Le contrat social expiré concerne 25 000 adhérents, travaillant dans les terminaux de quatorze grands ports (Boston, New York, Philadelphie, Baltimore, Savannah, Miami, Tampa ou encore Houston).
Le syndicat a prévenu dimanche que tous ses membres organiseraient des piquets de grève à partir de 00h01 mardi, « auxquels se joindront en solidarité les dockers et les travailleurs maritimes du monde entier ».
Il a précisé que “tous les ports entre le Maine (nord-est) et le Texas (sud) étaient à l’arrêt”, première grève majeure sur les côtes américaines depuis 1977.
Le transport d’hydrocarbures et de produits agricoles, ou encore les croisières, ne devraient néanmoins être que très peu, voire pas, affectés.
– Une “petite partie” –
« On a travaillé pendant le Covid, on n’a jamais arrêté. Nous avons permis au monde de continuer à fonctionner », se souvient Jonita Carter, docker depuis 23 ans.
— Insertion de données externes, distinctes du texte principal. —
PR #21, opened 2018-02-01
Add rudimentary support for controlling the line separator

beaudet:
Requiring SVN settings to change in order to adapt to vlt's inability to control the line separator being used, combined with the surprising (fact?) that it's impossible to create a working windows batch file that passes chr(10) on the command line to -Dline.separator and the fact that it's a bit tricky to do with bash, led me to creating this patch that allows a custom vlt.line.separator system property to be set to a text value of either LF or CRLF which is then read in main() and set accordingly.  I realize that this approach would probably need to be adapted to conform with vlt's settings (or at least to accept a new command line option) but I didn't have the time to investigate that route.  I'm hoping the existence of this pull request and the utility it provides in giving teams control over the line separator so that the JCR, version control systems, and vlt can work harmoniously together regardless of which operating system is used.  For example, since vlt on Mac presumably defaults to LF, a team comprised of developers using Windows and Macs cannot all use vlt since they would be creating files that are detected by their version control system as being different due to the line separator differences that vlt creates across those systems.

### DIFF
--- a/vault-cli/src/main/appassembler/unix-template.sh
+++ b/vault-cli/src/main/appassembler/unix-template.sh
@@ -13,12 +13,13 @@
 #    e.g. to debug vault itself, use
 #      set VLT_OPTS=-Xdebug -Xnoagent -Djava.compiler=NONE -Xrunjdwp:transport=dt_socket,server=y,suspend=y,address=8000
 #
-#    LINE SEPARATOR
-#    To force vault to use a particular line separator regardless of the operating system's native line separator (default), you
-#    can inject -Dline.separator=$'\r'$'\n' or -Dline.separator=$'\n' into the exec line where VLT_OPTS is used; it might
-#    also be possible to embed that in the VLT_OPTS variable but that has proven problematic.  Perhaps VLT will support such a
-#    configuration as a native option in the future and call System.setProperties("line.separator",lsep) which also works
-#----------------------------------------------------------------------------
+# LINE SEPARATOR
+# Because it can be pretty tricky to shove a newline character into a batch or shell script and the text "\n" doesn't get
+# interpreted as what you might think by Java, vlt will instead look for LF | CRLF in a system property called vlt.line.separator
+# and if it exists, it will set the appropriate Java System property accordingly, e.g. -Dvlt.line.separator=LF
+# ----------------------------------------------------------------------------
+
+VLT_OPTS=-Dvlt.line.separator=LF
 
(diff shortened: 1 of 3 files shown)


beaudet:
The objective we're trying to achieve is to be able to use LF as the line terminator in all of our text files.  However, it seems that a checkout on a Windows system converts \n to \r\n.  When opening such a file in a windows tool that defaults to understanding LF as \n, e.g. vim under cygwin, we see the extraneous \r's. I don't see how setting the SVN property svn:eol-style=native will fix this.

For example, assuming SVN is set to native, this will force SVN to return CRLF line terminated files to Windows clients at checkout.  This is not what we want.  We want Windows to get LF line terminated files so that text editors such as vim running on cygwin can be used for editing for developers wishing to use that tool.

If we set eol-style to LF, then SVN will always return LF, but under this scenario, when we use VLT to check-out from the repository then perform an SVN diff on the checked-out files, we will see a bunch of changes pending due to VLT assuming CRLF line termination so we're back to the original problem. 

This is why the patch was developed.  So, unless I'm missing something like VLT reading the SVN configuration, I'm still confused about how using SVN settings would solve our problem.

tripodsan:
ok, now I understand - using cygwin and vim is problematic in this respect as it mixes the linefeed problematic. but do you really develop using vim under windows? also, since the svn:eol-style is defined on the resource itself, you would get in trouble with your coworkers that don't use cygwin. a better alternative would be to use git, where the linefeed behaviour is set by the user.

In any case, I can see your problem. please file an issue in the issue tracker:
https://issues.apache.org/jira/projects/JCRVLT

I think adding this to the batch/shell script is ok, but you should add support for environment variable, otherwise you have to patch your start script every time you update vault.
if we want to add this support to the cli, we would need to add it to `org.apache.jackrabbit.vault.cli.VaultFsApp#addApplicationOptions` as a global option. but I don't think this would be too useful as you would need to specify it for every command.

beaudet:
Yes, some of us use vim under cygwin to edit certain files.  It's a lot more convenient when you're using command line utilities to find the files of interest.  Regardless, I'll rework this pull request to support the environment variable approach.  It's important that a plain text value is used as the value for the variable since storing / passing the literal line separator is problematic, particularly in Windows bat files.  An issue was created here: https://issues.apache.org/jira/browse/JCRVLT-284

beaudet:
Thanks for committing the patch for this!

Elle faisait partie des quelque 200 manifestants rassemblés devant le site de Maher Terminals, l’un des plus grands de Port Elizabeth, le principal port de New York-New Jersey.
Un peu plus loin, ils étaient environ deux fois plus nombreux rassemblés devant les installations d’APM Terminals, un autre exploitant des lieux.
“Nous ne demandons pas grand-chose, la petite part à laquelle nous avons droit”, a déclaré Jonita Carter. “Avec l’automatisation, nous allons perdre nos emplois.”
L’ILA réclame une augmentation significative des salaires et le gel de toute automatisation portuaire.
L’Alliance a critiqué le syndicat pour avoir refusé toute discussion pendant des semaines, empêchant ainsi un accord sur le nouvel accord de six ans.
Les importateurs et les exportateurs avaient pris les devants en expédiant leurs produits à l’avance. D’autres ont opté pour un déchargement sur la côte ouest, plus coûteux et plus long depuis l’Europe.
Mais les ports de la côte ouest, couverts par un accord social distinct conclu en 2023 qui leur interdit de faire grève, pourraient perturber les activités de solidarité et ils disposent de peu de capacités disponibles.
Par ailleurs, les ports canadiens n’ont pas pu absorber du trafic supplémentaire en provenance des États-Unis, d’autant qu’ils connaissent aussi des mouvements sociaux, comme ceux de Vancouver la semaine dernière et de Montréal bloqués depuis lundi.
Oxford Economics estime que chaque semaine de grève réduirait le PIB américain de 4,5 à 7,5 milliards de dollars.
Selon l’Anderson Economic Group (AEG), la première semaine de grève devrait coûter 2,1 milliards de dollars, dont 1,5 milliard de dollars en biens perdus (tels que des denrées périssables).
“Nous ne prévoyons aucune pénurie de produits essentiels dans l’immédiat”, a déclaré lundi Kathy Hochul, gouverneure de l’Etat de New York, lors d’une conférence de presse.
Les constructeurs automobiles devraient être touchés par le débrayage, les ports de Baltimore et de Géorgie servant de point d’entrée pour les pièces détachées et de point de sortie pour les véhicules.
Ford surveille la situation « de près ». Le groupe allemand BMW, qui fabrique plusieurs modèles de SUV exclusivement en Caroline du Sud, ne prévoit aucun problème cette semaine.
Le groupe logistique DHL, qui a constaté une « forte demande » pour ses services de fret aérien, a activé « plusieurs plans d’urgence » pour ses propres expéditions, y compris le recours à des ports et moyens de transport alternatifs.